/regulation-pwm-tools

Tools for loading PWMs and running MOODs for our internal pipelines and method development

Primary LanguagePython

MOODS-tools

This package provides a more pythonic wrapper around the MOODS Cpp // swig motif scanning tool.

There is also a notebook and some test data showing an example workflow. The deps for this are included as poetry development dependencies.

Package Structure

There are two main classes in the package, Scanner and Motif. Motif provides a representation of a scanning matrix (for example a PWM, but not limited to just this) in numpy format, alongside an ID field and a threshold. There are convenience functions for loading PWMs from PFMs, and for calculating p-values (this just wraps MOODS).

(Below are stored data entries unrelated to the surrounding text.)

PR #10067, opened 2025-08-09
Add Xgmn Source

hualiong:
Checklist:

- [ ] Updated `extVersionCode` value in `build.gradle` for individual extensions
- [ ] Updated `overrideVersionCode` or `baseVersionCode` as needed for all multisrc extensions
- [ ] Referenced all related issues in the PR body (e.g. "Closes #xyz")
- [x] Added the `isNsfw = true` flag in `build.gradle` when appropriate
- [ ] Have not changed source names
- [ ] Have explicitly kept the `id` if a source's name or language were changed
- [x] Have tested the modifications by compiling and running the extension through Android Studio
- [x] Have removed `web_hi_res_512.png` when adding a new extension

PR #10235, opened 2025-08-22
fix(YellowNote): adapt to web page structure changes

marioplus:
Checklist:


src/all/yellownote/src/eu/kanade/tachiyomi/extension/all/yellownote/YellowNote.kt
```diff
@@ -50,86 +50,131 @@ class YellowNote(
...
+            .firstNotNullOfOrNull { dateRegex.find(it)?.value }
+            ?.let { dateFormat.tryParse(it) }
+    }
+
     override fun pageListParse(document: Document): List<Page> {
-        return document.select("div.article.mask .photos img.cr_only")
-            .mapIndexed { i, imgEl -> Page(i, imageUrl = imgEl!!.absUrl("src")) }
+        return document.select(simpleMangaSelector())
+            .map { imageElement -> parseUrlFormStyle(imageElement.selectFirst("div.img"))!! }
+            .mapIndexed { i, url -> Page(i, imageUrl = url) }
```
stevenyomi: Fuse the two operations into one `mapIndexed()`.

src/all/yellownote/src/eu/kanade/tachiyomi/extension/all/yellownote/YellowNote.kt
```diff
@@ -50,86 +50,131 @@ class YellowNote(
...
+                date_upload = uploadAt
             }
         }
     }
 
+    private fun parseUploadDateFromVersionInfo(doc: Document): Long? {
+        val navsElement = doc.selectFirst("div.tab-navs")
+        val versionInfoElementIndex = navsElement
+            ?.select("div.tab-nav")
+            ?.indexOfFirst { it.attr("data-tab") == "tab_68a8963ddf8a5_5" }
```
stevenyomi: Doesn't look like a stable value.

src/all/yellownote/src/eu/kanade/tachiyomi/extension/all/yellownote/YellowNote.kt
```diff
@@ -50,86 +50,131 @@ class YellowNote(
...
-    private val styleUrlRegex = """url\(['"]?([^'"]+)['"]?\)""".toRegex()
+    // yyyy.MM.dd
+    private val dateRegex = """\d{4}\.\d{2}\.\d{2}""".toRegex()
+
+    private val styleUrlRegex = """background-image\s*:\s*url\('([^']+)'\)""".toRegex()
+
+    // 100P + 2V
+    private val mediaCountRegex = """\d+P( \+ \d+V)?""".toRegex()
+
+    private val selectParts = listOf("photo", "amateur")
```
stevenyomi: Inline this.

src/all/yellownote/src/eu/kanade/tachiyomi/extension/all/yellownote/YellowNote.kt
marioplus: Speculation based on the structure of 'data-tab'

src/all/yellownote/src/eu/kanade/tachiyomi/extension/all/yellownote/YellowNote.kt
```diff
@@ -50,86 +50,134 @@ class YellowNote(
...
+    private val imageSelector = "div.list.photo-items > div.item.photo-image, div.list.amateur-items > div.item.amateur-image"
     override fun pageListParse(document: Document): List<Page> {
-        return document.select("div.article.mask .photos img.cr_only")
-            .mapIndexed { i, imgEl -> Page(i, imageUrl = imgEl!!.absUrl("src")) }
+        return document.select(imageSelector)
+            .mapIndexed { i, imageElement ->
+                val url = parseUrlFormStyle(imageElement.selectFirst("div.img"))!!
+                Page(i, imageUrl = url)
+            }
+            .toList()
```
stevenyomi:
```suggestion
```

src/all/yellownote/src/eu/kanade/tachiyomi/extension/all/yellownote/YellowNote.kt
```diff
@@ -50,86 +50,134 @@ class YellowNote(
...
+            .asSequence()
+            // info
+            .filter { it.id().endsWith("_5") }
+            // info items
+            .map { it.select("div.info-card > div.text") }
+            .flatten()
+            .filterNotNull()
+            .map { it.text() }
+            .firstNotNullOfOrNull { dateRegex.find(it)?.value }
+            ?.let { dateFormat.tryParse(it) }
```
stevenyomi: This is too complicated. Please rewrite it into a simple for-loop.

stevenyomi:
```kotlin
for (info in doc.select("div.info-card div.text")) {
    val date = dateRegex.find(info.text()) ?: continue
    return dateFormat.parse(date.value)!!.time
}
return 0L
```

You sure your selectors are correct? I have `div.tab-content` instead of `div.tab-contents` and the DOM says `div.info-card > div.item > div.text` instead of your two level thing.

src/all/yellownote/build.gradle
```diff
@@ -1,7 +1,7 @@
 ext {
     extName = 'YellowNote'
     extClass = '.YellowNoteSourceFactory'
```
stevenyomi: This source should not be a multiple-language factory. It should be one source with `"all"` language tag (shown in the app as "Multi"), and provide language selection as an option. The ideal approach is to require user to select a language in preferences before any request. In the setting description remind user that if they changed language, favorited items might not refresh their titles unless an experimental feature is toggled in the app.

stevenyomi: Multiple-language source factory is used for sources that have manga **translations** in multiple languages, not UI language. See also https://github.com/keiyoushi/extensions-source/pull/10067#discussion_r2264707318.

marioplus: I have two questions:
1. How to determine what language a user is using
2. How to prompt users to select a language

Is there any documentation or example code on this?

src/all/yellownote/src/eu/kanade/tachiyomi/extension/all/yellownote/YellowNote.kt
marioplus: image

```kotlin
doc.select("""div.tab-contents > div.tab-content[id^="tab_"][id$="_5"] div.text""")
  .asSequence()
  .map { it.text() }
  .map { dateRegex.find(it)?.value }
  .filterNotNull()
  .map { dateFormat.tryParse(it) }
  .find { it != 0L }
```

src/all/yellownote/build.gradle
marioplus: When prompting users to select a language, the prompt itself should be displayed in a language they understand. Wouldn’t that eliminate the need for a language selection?

stevenyomi: You should implement `ConfigurableSource`, then in the method, add:

```kotlin
ListPreference(screen.context).run {
    key = LANG_PREF
    title = "Language" // or intl["..."]
    summary = "If you changed language, ..."
    entries = arrayOf("None", "简体中文", "English")
    entryValues = arrayOf("", "zh", "en")
    setDefaultValue("")
    screen.addPreference(this)
}
```

In the class, add:

```kotlin
private val preferences = getPreferences()

private val langPrefix: String get() = preferences.getString(LANG_PREF, "")!!.ifEmpty { 
    throw Exception("Select language in extension settings") // or intl["..."]
    // or automatically match their system language
    val result = "en"
    preferences.edit().putString(LANG_PREF, result).apply()
    result
}

private const val LANG_PREF = "LANG"
```

To check user's system language, refer to this:

https://github.com/keiyoushi/extensions-source/blob/1933abd91d1fb6d1be4ae52839240b97040f782d/src/ko/newtoki/src/eu/kanade/tachiyomi/extension/ko/newtoki/Strings.kt#L8-L12

stevenyomi: You'll need to adjust the language in `Intl` accordingly. Either match system or use `en` until user selects their language and restarts their app.

src/all/yellownote/src/eu/kanade/tachiyomi/extension/all/yellownote/YellowNote.kt
stevenyomi: Please use my suggested `for-loop` version.

Also, the `_5` doesn't look reliable since the website might change the tabs' order.

src/all/yellownote/build.gradle
marioplus: I checked #10067 and
https://github.com/keiyoushi/extensions-source/blob/1933abd91d1fb6d1be4ae52839240b97040f782d/src/ko/newtoki/src/eu/kanade/tachiyomi/extension/ko/newtoki/NewToki.kt#L38

But I still don’t know how to implement internationalization for the settings interface. ManaToki seems to hardcode the language as "ko".

I tried:

```kontlin
override val lang by lazy { preferences.language() }
```
But this causes the extension to disappear from the list.

stevenyomi: Do 

```kotlin
override val lang get() = "all"
```

src/all/yellownote/src/eu/kanade/tachiyomi/extension/all/yellownote/YellowNote.kt
```diff
@@ -44,92 +44,133 @@ class YellowNote(
...
-            val imgEl = element.selectFirst("img")!!
-            val titleAppend = element.selectFirst("div.tag > div")?.text()?.let { "($it)" }.orEmpty()
-            title = "${imgEl.attr("alt")}$titleAppend"
+        val formatMediaCount = element.select("div.tags > div")
+            .map { it.text() }
+            .firstOrNull { mediaCountRegex.matches(it) }
+            ?.let { "($it)" }
+            .orEmpty()
+        title = "${mangaEl.attr("title")}$formatMediaCount"
+        Log.d("mario12", "title: ${mangaEl.attr("title")}, mediaCount: $formatMediaCount")
```
stevenyomi: Remove this log.

src/all/yellownote/assets/i18n/messages_en.properties
```diff
@@ -78,3 +78,8 @@ config.domain.dialog.message=Default domain:
 config.domain.toast.changed-success=Domain changed successfully. It will take effect after restarting the app.
 config.domain.toast.changed-failed=Invalid domain!
 
+config.language.title=Language
+config.language.summary=Set extension language. Effective after restart.
+
+error.unset-language=Please select a language in extension settings first.
```
stevenyomi: This is not used.

src/all/yellownote/src/eu/kanade/tachiyomi/extension/all/yellownote/LanguageUtils.kt
```diff
@@ -0,0 +1,68 @@
...
+
+    val supportedLocaleTags = languageToSubdomainMap.keys.toTypedArray()
+
+    fun getDefaultLanguage(): String {
+        val defaultLocale =
+            if (Build.VERSION.SDK_INT >= Build.VERSION_CODES.N) {
+                LocaleList.getDefault().getFirstMatch(supportedLocaleTags) ?: baseLocale
+            } else {
+                Locale.getDefault() ?: baseLocale
+            }
```
stevenyomi, line 35: No need for `?:`.

src/all/yellownote/src/eu/kanade/tachiyomi/extension/all/yellownote/LanguageUtils.kt
```diff
@@ -0,0 +1,68 @@
...
+                }
+            }
+            // Secondary: Determine by country code
+            else -> {
+                when (defaultLocale.country) {
+                    "TW", "HK", "MO" -> "zh-Hant"
+                    else -> "zh-Hans"
+                }
+            }
+        }
```
stevenyomi, line 43: This function only returns either `zh-Hans` or `zh-Hant`.

For the `Build.VERSION.SDK_INT >= Build.VERSION_CODES.N` branch you should return the result directly.

For the second branch you can do some matching and return `en` as the default value.

src/all/yellownote/src/eu/kanade/tachiyomi/extension/all/yellownote/YellowNote.kt
```diff
@@ -25,12 +26,10 @@ import org.jsoup.nodes.Element
 import java.text.SimpleDateFormat
 import java.util.Locale
 
-class YellowNote(
-    override val lang: String,
-    private val subdomain: String? = null,
-) : SimpleParsedHttpSource(), ConfigurableSource {
+class YellowNote : SimpleParsedHttpSource(), ConfigurableSource {
```
stevenyomi, line 29: Add an `override val id get() = ...` and pick a source ID from:

https://github.com/keiyoushi/extensions/blob/c8675034e52a35db700edc58eebd317909636087/index.json#L8117-L8151

The value type is `Long`.

src/all/yellownote/src/eu/kanade/tachiyomi/extension/all/yellownote/YellowNotePreferences.kt
```diff
@@ -13,17 +15,22 @@ object YellowNotePreferences {
...
-        val value = getString(key, defValue)!!
+    private fun SharedPreferences.getStringOrDefault(key: String, defValue: String): String {
+        val value = getString(key, defValue) ?: defValue
         return value.ifBlank { defValue }
     }
 
+    private fun SharedPreferences.getStringOrDefault(key: String, defValueSupplier: () -> String): String {
+        val value = getString(key, "") ?: defValueSupplier.invoke()
+        return value.ifBlank { defValueSupplier.invoke() }
+    }
```
stevenyomi: Remove these helpers. `getString(key, NON_NULL_VALUE)` is guaranteed to not return a non-null value and you can chain `!!.ifBlank { }` if needed.

src/all/yellownote/src/eu/kanade/tachiyomi/extension/all/yellownote/YellowNote.kt
```diff
@@ -44,92 +45,138 @@ class YellowNote(
...
-                date_upload = dateUpload
+                date_upload = uploadAt
             }
         }
     }
 
+    private fun parseUploadDateFromVersionInfo(doc: Document): Long? {
+        for (info in doc.select("div.tab-content > div.info-card div.text")) {
+            val date = dateRegex.find(info.text()) ?: continue
+            return dateFormat.parse(date.value)!!.time
```
AwkwardPeak7: use `tryParse` here too

AwkwardPeak7 (approved):

PR #10252, opened 2025-08-23
zh/boylove: add manga region filter

morallkat:
This PR adds a dedicated filter by manga source region for BoyLove, since the site split the region tags into a dedicated bar earlier this week. This meant that users could no longer query manga by region from the genre list as before.

Since the API supports multi-tag queries (by adding tags together using "+"), this PR has made the necessary changes to enable users to query two tags (region and genre) simultaneously.

Checklist:

### DIFF
--- a/src/zh/boylove/src/eu/kanade/tachiyomi/extension/zh/boylove/BoyLoveFilters.kt
+++ b/src/zh/boylove/src/eu/kanade/tachiyomi/extension/zh/boylove/BoyLoveFilters.kt
@@ -6,7 +6,7 @@ import eu.kanade.tachiyomi.source.model.FilterList
 /*
  * 1-0-2-1-1-0-1-0
  * [0] cate, useless
- * [1] tag(genre), 0=all
+ * [1] tag(genre and region), 0=all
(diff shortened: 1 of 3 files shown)


src/zh/boylove/src/eu/kanade/tachiyomi/extension/zh/boylove/BoyLoveFilters.kt
```diff
@@ -17,20 +17,30 @@ import eu.kanade.tachiyomi.source.model.FilterList
...
+            is RegionFilter -> region = REGION_KEYS[filter.state]
             is GenreFilter -> if (filter.state > 0) genre = filter.values[filter.state]
             is SortFilter -> sort = SORT_KEYS[filter.state]
             is VipFilter -> vip = VIP_KEYS[filter.state]
             else -> {}
         }
     }
-    return "1-$genre-$status-$sort-$page-$type-1-$vip"
+
+    var tags = when {
```
stevenyomi:
```suggestion
    val tags = when {
```

Not sure why that's a typo.

stevenyomi (approved):

PR #10277, opened 2025-08-25
MiMiHentai: Update search support exclude tag and remove 'yaoi' tag from Latest/Popular page

dejavui:
Many mimihentai users suggested removing the 'yaoi' tag from the Latest/Popular page 
Checklist:


src/vi/mimihentai/src/eu/kanade/tachiyomi/extension/vi/mimihentai/MiMiHentai.kt
```diff
@@ -44,6 +44,7 @@ class MiMiHentai : HttpSource() {
             addPathSegments("tatcatruyen")
             addQueryParameter("page", (page - 1).toString())
             addQueryParameter("sort", "updated_at")
+            addQueryParameter("ex", "196")
```
cuong-tran, line 47: Don't think you could make assumption for all users. If you want a permanent exclusion, better put it into a preference setting.

stevenyomi (approved):

PR #10353, opened 2025-09-01
fix(Madara): preserve the capitalization of tags and genres

zweimach:
Fixed the capitalization of tags and genres by manually lowercasing strings and comparing with `any` + predicate.  

Checklist:

### DIFF
--- a/lib-multisrc/madara/src/eu/kanade/tachiyomi/multisrc/madara/Madara.kt
+++ b/lib-multisrc/madara/src/eu/kanade/tachiyomi/multisrc/madara/Madara.kt
@@ -702,12 +702,11 @@ abstract class Madara(
                 }
             }
             val genres = select(mangaDetailsSelectorGenre)
-                .map { element -> element.text().lowercase(Locale.ROOT) }
-                .toMutableSet()
+                .mapTo(ArrayList()) { element -> element.text() }
 
             if (mangaDetailsSelectorTag.isNotEmpty()) {
                 select(mangaDetailsSelectorTag).forEach { element ->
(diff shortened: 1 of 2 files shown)


lib-multisrc/madara/src/eu/kanade/tachiyomi/multisrc/madara/Madara.kt
```diff
@@ -702,42 +702,32 @@ abstract class Madara(
...
-                    if (it.isLowerCase()) {
-                        it.titlecase(
-                            Locale.ROOT,
-                        )
-                    } else {
-                        it.toString()
-                    }
-                }
-            }
+            manga.genre = genres.toList().joinToString()
```
stevenyomi:
```suggestion
            manga.genre = genres.distinctBy(String::lowercase).joinToString()
```

You'll also need to remove the `toMutableSet()` call and the `any` comparisons.

lib-multisrc/madara/src/eu/kanade/tachiyomi/multisrc/madara/Madara.kt
```diff
@@ -702,42 +702,32 @@ abstract class Madara(
                 }
             }
             val genres = select(mangaDetailsSelectorGenre)
-                .map { element -> element.text().lowercase(Locale.ROOT) }
+                .map { element -> element.text() }
```
stevenyomi:
```suggestion
                .mapTo(ArrayList()) { element -> element.text() }
```

stevenyomi (approved):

The Scanner class takes a list of motifs, and builds a scanner, which will efficiently scan a nucleotide sequence in one pass. This is a bit fiddly, since the scanner is not strand-aware, and returns hits by motif order. I've taken a similar approach to the moods-py script we use in regulation, but this is wrapped up so that the .scan() method takes a pyfaidx.Sequence and outputs a list of TFBSs (small dataclass, effectively just a BED row, tuples might be faster).

There is also a cli scan command, which should be very similar to the moods-py script, but taking PWMs in json input, and some functions in readers.py for parsing MOODS or JASPAR PWMs.

Multicore

Currently the package doesn't have an easy way to use multiple cores: because Scanner uses Swig objects, they can't be pickled. The most straightforward way would probably be to create N processes to do the scanning, and just build a new Scanner in each one.